**Work item**
Repeat every line below exactly, word for word.

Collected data
•••••

PR #230, opened 2021-09-13
Add Basic ETCD validation

### LINKED ISSUE #213: [Feature] Make Etcd CRD's `spec.backup.store` section immutable
Make Etcd CRD's `spec.backup.store` section immutable.

Make Etcd CRD's `spec.backup.store` section immutable so that the storage container location isn't allowed to change mid-usage of an etcd, due to potential mismatch of snapshotting and restoration locations, allowing restorations to happen from a different etcd's backup and rendering the shoot cluster unusable. Refer https://github.com/gardener/gardener/pull/4454 for a fix already made on Gardener, although we still want druid to be resilient to potential undesirable changes to the Etcd resource.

•••••

**Solved problem**
PR #230, opened 2021-09-13
Add Basic ETCD validation

### LINKED ISSUE #213: [Feature] Make Etcd CRD's `spec.backup.store` section immutable
Make Etcd CRD's `spec.backup.store` section immutable.

Make Etcd CRD's `spec.backup.store` section immutable so that the storage container location isn't allowed to change mid-usage of an etcd, due to potential mismatch of snapshotting and restoration locations, allowing restorations to happen from a different etcd's backup and rendering the shoot cluster unusable. Refer https://github.com/gardener/gardener/pull/4454 for a fix already made on Gardener, although we still want druid to be resilient to potential undesirable changes to the Etcd resource.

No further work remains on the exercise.